[Opening DATASET EXTRACT section]

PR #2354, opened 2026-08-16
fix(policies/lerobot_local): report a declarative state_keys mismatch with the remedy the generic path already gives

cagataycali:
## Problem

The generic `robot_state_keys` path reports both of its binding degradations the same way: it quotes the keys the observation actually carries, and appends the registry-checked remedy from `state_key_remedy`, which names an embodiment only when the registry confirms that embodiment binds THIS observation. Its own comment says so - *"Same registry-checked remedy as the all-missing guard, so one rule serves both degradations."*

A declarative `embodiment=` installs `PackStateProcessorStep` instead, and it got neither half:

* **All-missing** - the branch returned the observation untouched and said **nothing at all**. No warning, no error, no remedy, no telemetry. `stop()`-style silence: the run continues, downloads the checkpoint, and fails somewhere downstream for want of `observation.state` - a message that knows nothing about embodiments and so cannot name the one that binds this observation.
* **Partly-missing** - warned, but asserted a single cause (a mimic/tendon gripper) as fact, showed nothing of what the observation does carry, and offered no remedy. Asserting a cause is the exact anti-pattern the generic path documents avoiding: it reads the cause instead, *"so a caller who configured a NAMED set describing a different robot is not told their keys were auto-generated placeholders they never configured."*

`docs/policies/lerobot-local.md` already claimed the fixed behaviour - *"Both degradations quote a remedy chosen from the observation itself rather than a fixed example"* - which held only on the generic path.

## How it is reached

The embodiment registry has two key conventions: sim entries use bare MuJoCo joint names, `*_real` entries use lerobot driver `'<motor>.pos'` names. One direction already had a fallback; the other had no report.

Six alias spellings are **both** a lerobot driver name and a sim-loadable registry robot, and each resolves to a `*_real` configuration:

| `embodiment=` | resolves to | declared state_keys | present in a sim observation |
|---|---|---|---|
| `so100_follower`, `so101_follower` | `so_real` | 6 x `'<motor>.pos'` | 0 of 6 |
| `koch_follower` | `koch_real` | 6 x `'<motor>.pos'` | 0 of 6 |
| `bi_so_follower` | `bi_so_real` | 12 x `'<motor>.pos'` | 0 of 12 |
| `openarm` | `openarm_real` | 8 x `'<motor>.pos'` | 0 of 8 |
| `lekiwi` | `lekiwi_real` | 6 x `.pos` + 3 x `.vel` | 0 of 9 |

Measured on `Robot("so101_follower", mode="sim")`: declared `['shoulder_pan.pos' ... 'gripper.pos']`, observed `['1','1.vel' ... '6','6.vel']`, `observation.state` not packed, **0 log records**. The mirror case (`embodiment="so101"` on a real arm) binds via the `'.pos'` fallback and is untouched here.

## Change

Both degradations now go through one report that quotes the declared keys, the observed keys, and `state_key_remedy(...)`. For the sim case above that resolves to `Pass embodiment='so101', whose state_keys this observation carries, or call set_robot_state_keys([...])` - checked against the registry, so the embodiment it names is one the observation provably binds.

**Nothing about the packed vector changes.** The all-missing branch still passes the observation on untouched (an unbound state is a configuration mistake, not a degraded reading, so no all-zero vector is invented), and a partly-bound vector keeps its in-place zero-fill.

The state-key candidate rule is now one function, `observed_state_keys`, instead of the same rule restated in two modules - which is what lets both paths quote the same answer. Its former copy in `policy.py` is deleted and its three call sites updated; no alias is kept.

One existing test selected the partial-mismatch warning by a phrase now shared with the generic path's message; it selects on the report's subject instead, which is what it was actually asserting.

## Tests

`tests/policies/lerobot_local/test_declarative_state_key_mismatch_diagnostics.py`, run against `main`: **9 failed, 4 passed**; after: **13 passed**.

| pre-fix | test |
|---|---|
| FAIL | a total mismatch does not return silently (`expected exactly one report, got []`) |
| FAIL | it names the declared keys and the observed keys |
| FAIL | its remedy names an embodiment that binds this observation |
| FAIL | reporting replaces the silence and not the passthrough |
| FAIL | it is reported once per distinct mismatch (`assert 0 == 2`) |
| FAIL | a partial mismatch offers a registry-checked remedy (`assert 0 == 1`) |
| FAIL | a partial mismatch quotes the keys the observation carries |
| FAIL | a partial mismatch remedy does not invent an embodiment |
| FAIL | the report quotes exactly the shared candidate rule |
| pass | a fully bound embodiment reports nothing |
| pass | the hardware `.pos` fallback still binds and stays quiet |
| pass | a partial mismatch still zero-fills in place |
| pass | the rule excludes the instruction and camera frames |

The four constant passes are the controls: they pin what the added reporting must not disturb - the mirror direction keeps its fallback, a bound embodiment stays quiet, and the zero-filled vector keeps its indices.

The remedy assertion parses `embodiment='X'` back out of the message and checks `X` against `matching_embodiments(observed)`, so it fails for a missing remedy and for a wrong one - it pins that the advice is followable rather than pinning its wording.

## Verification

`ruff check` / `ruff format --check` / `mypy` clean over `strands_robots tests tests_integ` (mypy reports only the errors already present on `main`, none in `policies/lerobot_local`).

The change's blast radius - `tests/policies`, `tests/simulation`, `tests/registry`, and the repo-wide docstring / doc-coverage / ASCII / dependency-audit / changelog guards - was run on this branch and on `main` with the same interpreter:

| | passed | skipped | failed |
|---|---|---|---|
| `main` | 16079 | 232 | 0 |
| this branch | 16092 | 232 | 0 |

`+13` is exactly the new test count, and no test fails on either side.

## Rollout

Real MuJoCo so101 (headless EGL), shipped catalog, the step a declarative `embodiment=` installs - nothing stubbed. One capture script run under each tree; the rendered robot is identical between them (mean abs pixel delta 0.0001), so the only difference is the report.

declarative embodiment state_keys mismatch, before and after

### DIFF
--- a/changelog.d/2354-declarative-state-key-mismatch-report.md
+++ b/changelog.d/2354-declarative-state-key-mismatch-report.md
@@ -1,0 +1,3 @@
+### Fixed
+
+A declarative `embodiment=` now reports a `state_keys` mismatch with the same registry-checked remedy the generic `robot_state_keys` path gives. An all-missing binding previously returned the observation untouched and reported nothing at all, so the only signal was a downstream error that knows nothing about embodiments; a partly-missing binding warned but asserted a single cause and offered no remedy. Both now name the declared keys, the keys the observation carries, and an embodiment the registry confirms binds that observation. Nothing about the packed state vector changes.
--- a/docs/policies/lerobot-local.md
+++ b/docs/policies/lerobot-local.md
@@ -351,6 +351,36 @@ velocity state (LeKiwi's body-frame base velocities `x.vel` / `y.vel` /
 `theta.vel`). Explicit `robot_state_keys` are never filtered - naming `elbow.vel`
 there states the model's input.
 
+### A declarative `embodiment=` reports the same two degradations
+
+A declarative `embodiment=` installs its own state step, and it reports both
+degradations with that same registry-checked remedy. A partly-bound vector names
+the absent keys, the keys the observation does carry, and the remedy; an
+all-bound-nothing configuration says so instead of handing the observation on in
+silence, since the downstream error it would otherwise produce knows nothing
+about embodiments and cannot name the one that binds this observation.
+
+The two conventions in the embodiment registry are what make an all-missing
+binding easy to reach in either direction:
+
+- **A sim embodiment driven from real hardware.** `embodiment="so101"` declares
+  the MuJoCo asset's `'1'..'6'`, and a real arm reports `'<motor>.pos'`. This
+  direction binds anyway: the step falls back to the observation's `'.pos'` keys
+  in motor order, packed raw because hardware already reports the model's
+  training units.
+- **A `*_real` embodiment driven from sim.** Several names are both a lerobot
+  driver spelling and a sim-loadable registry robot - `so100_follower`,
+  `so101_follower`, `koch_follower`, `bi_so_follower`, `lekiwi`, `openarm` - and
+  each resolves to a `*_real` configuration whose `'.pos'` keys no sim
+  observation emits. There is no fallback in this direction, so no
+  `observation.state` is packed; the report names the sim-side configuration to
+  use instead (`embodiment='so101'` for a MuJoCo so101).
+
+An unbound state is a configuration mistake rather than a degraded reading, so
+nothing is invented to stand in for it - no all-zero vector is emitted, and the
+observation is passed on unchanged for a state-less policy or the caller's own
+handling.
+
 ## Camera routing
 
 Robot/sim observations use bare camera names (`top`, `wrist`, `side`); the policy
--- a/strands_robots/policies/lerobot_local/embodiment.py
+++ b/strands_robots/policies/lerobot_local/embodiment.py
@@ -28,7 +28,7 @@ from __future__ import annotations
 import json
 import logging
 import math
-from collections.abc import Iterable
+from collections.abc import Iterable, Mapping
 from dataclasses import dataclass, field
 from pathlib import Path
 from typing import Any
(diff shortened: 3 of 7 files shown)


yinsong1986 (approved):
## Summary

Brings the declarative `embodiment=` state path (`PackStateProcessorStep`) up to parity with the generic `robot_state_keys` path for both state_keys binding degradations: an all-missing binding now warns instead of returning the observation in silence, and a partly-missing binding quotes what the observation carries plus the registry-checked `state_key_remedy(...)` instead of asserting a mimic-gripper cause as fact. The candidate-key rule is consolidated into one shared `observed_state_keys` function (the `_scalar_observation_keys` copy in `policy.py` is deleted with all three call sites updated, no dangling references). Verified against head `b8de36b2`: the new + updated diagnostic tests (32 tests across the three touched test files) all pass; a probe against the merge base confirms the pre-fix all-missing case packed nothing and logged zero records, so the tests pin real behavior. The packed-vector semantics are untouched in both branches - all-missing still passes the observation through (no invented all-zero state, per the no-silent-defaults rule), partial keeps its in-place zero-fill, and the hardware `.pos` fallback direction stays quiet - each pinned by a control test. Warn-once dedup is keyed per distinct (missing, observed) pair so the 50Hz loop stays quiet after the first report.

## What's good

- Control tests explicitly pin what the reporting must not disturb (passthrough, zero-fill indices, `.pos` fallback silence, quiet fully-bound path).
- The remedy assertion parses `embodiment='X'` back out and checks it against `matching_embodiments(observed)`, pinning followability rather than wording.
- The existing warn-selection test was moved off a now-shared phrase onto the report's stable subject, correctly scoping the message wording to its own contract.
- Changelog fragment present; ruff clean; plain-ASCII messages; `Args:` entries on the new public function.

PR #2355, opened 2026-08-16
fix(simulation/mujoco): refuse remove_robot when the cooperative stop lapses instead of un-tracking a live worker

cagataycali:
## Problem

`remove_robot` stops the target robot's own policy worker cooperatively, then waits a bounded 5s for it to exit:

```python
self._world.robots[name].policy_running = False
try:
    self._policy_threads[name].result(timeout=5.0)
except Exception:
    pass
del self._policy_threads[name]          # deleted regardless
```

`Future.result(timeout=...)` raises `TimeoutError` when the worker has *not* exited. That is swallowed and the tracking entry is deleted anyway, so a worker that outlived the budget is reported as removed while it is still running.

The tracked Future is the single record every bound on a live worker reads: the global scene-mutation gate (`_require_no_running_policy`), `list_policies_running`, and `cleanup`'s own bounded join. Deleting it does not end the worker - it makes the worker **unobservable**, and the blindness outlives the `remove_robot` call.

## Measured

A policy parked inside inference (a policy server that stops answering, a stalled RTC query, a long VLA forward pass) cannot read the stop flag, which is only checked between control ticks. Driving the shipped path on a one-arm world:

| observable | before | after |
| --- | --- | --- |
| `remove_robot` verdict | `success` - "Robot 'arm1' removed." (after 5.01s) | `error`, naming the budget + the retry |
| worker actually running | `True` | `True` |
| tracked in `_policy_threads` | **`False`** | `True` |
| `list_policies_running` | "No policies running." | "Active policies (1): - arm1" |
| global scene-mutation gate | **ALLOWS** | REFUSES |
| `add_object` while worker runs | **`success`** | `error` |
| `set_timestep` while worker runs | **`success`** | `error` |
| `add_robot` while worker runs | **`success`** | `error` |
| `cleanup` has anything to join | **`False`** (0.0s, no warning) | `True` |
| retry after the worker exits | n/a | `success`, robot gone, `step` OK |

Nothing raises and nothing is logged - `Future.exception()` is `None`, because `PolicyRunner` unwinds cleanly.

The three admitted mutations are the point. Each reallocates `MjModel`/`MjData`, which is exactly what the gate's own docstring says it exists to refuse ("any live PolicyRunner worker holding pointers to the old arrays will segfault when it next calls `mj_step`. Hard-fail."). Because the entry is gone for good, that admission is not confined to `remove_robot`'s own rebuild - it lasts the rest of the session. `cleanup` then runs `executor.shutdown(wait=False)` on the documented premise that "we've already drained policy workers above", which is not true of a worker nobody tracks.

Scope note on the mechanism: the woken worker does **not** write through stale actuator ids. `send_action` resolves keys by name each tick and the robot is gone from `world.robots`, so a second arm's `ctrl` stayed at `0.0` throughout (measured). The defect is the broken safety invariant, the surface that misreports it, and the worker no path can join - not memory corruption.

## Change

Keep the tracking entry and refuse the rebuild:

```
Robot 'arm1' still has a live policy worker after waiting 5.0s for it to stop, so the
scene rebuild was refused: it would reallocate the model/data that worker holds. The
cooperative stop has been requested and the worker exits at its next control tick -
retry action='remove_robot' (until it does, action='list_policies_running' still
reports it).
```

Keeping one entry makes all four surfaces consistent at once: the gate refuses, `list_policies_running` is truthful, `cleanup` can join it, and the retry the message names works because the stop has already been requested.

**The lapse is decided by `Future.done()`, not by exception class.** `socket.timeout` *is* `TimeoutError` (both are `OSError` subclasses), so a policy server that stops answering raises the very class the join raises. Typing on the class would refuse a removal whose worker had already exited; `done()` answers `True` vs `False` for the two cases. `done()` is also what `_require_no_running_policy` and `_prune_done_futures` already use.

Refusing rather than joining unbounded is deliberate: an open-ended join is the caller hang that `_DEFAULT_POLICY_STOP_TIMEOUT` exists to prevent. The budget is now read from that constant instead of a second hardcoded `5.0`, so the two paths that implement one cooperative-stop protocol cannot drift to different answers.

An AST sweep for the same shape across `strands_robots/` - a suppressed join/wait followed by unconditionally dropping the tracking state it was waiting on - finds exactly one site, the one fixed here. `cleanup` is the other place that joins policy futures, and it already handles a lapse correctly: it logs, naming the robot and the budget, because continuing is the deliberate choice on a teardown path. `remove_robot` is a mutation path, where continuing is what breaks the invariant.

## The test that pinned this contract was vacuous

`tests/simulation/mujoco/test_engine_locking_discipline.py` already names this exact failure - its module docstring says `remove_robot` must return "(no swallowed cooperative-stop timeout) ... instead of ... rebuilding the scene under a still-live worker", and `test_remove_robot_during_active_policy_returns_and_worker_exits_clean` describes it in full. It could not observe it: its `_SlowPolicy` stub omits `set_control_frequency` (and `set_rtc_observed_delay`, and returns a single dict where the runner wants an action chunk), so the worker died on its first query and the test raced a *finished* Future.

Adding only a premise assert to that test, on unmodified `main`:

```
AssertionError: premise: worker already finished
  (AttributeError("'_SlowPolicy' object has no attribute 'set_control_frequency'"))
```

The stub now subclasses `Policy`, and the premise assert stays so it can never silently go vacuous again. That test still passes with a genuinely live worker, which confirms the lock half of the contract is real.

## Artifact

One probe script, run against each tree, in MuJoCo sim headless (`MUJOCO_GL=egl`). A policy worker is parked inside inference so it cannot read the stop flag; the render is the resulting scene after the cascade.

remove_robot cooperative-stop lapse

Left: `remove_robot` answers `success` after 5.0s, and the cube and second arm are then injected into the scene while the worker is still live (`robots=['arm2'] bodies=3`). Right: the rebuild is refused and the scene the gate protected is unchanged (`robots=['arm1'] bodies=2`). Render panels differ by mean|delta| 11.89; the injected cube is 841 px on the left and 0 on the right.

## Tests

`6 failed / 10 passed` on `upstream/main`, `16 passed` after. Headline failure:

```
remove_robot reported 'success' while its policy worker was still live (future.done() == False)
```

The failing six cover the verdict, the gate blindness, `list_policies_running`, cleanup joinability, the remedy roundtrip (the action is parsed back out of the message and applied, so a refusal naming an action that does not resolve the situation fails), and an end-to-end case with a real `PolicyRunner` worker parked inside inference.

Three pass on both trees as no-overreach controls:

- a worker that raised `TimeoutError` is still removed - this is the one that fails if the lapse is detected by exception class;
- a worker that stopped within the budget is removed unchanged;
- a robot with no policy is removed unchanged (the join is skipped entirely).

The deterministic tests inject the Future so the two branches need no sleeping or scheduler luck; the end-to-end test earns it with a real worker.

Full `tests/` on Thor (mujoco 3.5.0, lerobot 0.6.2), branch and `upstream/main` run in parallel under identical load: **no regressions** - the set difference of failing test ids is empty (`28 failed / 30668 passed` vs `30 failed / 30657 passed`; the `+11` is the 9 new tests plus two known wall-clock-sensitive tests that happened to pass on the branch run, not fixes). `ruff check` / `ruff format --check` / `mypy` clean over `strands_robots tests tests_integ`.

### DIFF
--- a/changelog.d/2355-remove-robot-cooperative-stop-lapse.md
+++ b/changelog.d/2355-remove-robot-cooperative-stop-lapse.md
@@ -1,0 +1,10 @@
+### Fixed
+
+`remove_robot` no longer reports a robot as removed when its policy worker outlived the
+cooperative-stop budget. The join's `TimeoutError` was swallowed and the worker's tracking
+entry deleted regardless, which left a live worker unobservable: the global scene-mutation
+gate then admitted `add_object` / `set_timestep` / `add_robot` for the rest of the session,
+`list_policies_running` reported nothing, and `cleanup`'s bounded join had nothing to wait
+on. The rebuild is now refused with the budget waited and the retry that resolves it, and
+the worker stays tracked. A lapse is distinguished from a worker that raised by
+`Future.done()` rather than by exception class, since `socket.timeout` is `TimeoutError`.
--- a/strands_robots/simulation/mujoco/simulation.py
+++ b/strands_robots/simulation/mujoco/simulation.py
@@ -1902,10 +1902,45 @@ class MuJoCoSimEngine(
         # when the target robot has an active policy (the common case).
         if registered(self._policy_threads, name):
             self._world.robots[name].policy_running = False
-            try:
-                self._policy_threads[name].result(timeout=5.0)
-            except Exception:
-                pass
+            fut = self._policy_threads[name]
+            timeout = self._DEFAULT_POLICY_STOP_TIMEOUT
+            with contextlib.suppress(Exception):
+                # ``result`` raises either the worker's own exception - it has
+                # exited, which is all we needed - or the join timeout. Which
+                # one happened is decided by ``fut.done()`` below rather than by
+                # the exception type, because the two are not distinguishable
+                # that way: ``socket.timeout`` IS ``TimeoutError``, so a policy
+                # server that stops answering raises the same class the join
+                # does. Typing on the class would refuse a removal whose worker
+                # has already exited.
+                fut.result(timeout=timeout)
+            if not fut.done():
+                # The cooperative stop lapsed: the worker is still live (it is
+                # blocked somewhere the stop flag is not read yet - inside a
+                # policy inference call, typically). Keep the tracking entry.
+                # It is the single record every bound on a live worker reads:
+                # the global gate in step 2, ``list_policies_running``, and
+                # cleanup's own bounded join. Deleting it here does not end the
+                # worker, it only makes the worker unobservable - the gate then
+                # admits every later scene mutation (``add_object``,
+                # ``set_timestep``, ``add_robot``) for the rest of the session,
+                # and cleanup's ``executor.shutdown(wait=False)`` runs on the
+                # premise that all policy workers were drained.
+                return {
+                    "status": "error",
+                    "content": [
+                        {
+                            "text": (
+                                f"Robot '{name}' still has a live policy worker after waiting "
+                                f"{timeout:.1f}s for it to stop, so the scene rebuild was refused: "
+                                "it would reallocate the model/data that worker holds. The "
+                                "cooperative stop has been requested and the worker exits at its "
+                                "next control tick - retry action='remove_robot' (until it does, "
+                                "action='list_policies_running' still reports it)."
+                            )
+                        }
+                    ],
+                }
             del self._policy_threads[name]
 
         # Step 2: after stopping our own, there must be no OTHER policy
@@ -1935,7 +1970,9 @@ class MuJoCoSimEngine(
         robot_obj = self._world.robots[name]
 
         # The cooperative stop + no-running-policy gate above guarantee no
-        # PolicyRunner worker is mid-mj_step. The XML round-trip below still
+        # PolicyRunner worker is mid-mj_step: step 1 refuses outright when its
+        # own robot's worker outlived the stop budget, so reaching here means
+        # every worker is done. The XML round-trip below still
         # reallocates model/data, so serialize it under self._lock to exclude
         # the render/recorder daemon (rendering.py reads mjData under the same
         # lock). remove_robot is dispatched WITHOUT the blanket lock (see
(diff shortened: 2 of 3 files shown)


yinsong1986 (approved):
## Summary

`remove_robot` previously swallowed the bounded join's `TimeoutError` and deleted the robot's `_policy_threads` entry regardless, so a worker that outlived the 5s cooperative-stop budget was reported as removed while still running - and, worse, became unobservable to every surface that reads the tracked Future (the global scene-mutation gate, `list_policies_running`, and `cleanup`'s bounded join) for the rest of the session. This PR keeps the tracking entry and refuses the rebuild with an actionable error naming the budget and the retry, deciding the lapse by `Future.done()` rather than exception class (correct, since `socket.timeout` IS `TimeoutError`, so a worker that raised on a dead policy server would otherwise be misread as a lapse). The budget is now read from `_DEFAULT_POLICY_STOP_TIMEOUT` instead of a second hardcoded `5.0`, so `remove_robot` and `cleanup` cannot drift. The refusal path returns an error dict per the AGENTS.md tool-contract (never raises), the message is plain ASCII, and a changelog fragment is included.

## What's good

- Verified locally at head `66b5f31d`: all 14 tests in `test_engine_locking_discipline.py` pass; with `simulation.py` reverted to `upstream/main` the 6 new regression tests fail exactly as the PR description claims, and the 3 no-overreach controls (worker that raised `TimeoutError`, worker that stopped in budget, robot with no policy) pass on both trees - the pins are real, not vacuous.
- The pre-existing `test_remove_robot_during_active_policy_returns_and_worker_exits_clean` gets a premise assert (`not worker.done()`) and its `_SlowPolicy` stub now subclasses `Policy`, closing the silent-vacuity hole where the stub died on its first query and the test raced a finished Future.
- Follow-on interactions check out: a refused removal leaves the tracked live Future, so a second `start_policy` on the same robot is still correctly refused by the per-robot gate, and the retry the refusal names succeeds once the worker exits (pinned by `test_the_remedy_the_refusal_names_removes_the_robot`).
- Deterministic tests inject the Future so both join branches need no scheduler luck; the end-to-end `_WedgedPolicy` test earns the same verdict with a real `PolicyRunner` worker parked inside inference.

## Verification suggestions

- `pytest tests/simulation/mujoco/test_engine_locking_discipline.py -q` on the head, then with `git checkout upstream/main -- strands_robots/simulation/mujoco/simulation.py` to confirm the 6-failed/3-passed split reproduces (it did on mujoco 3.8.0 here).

[Closing DATASET EXTRACT section]

TASK BRIEF ▸
Every line from the first entry to the line containing "The embodiment registry has" should be transcribed exactly, and nothing beyond it.

EXERCISE RESPONSE ▸
PR #2354, opened 2026-08-16
fix(policies/lerobot_local): report a declarative state_keys mismatch with the remedy the generic path already gives

cagataycali:
## Problem

The generic `robot_state_keys` path reports both of its binding degradations the same way: it quotes the keys the observation actually carries, and appends the registry-checked remedy from `state_key_remedy`, which names an embodiment only when the registry confirms that embodiment binds THIS observation. Its own comment says so - *"Same registry-checked remedy as the all-missing guard, so one rule serves both degradations."*

A declarative `embodiment=` installs `PackStateProcessorStep` instead, and it got neither half:

* **All-missing** - the branch returned the observation untouched and said **nothing at all**. No warning, no error, no remedy, no telemetry. `stop()`-style silence: the run continues, downloads the checkpoint, and fails somewhere downstream for want of `observation.state` - a message that knows nothing about embodiments and so cannot name the one that binds this observation.
* **Partly-missing** - warned, but asserted a single cause (a mimic/tendon gripper) as fact, showed nothing of what the observation does carry, and offered no remedy. Asserting a cause is the exact anti-pattern the generic path documents avoiding: it reads the cause instead, *"so a caller who configured a NAMED set describing a different robot is not told their keys were auto-generated placeholders they never configured."*

`docs/policies/lerobot-local.md` already claimed the fixed behaviour - *"Both degradations quote a remedy chosen from the observation itself rather than a fixed example"* - which held only on the generic path.

## How it is reached

The embodiment registry has two key conventions: sim entries use bare MuJoCo joint names, `*_real` entries use lerobot driver `'<motor>.pos'` names. One direction already had a fallback; the other had no report.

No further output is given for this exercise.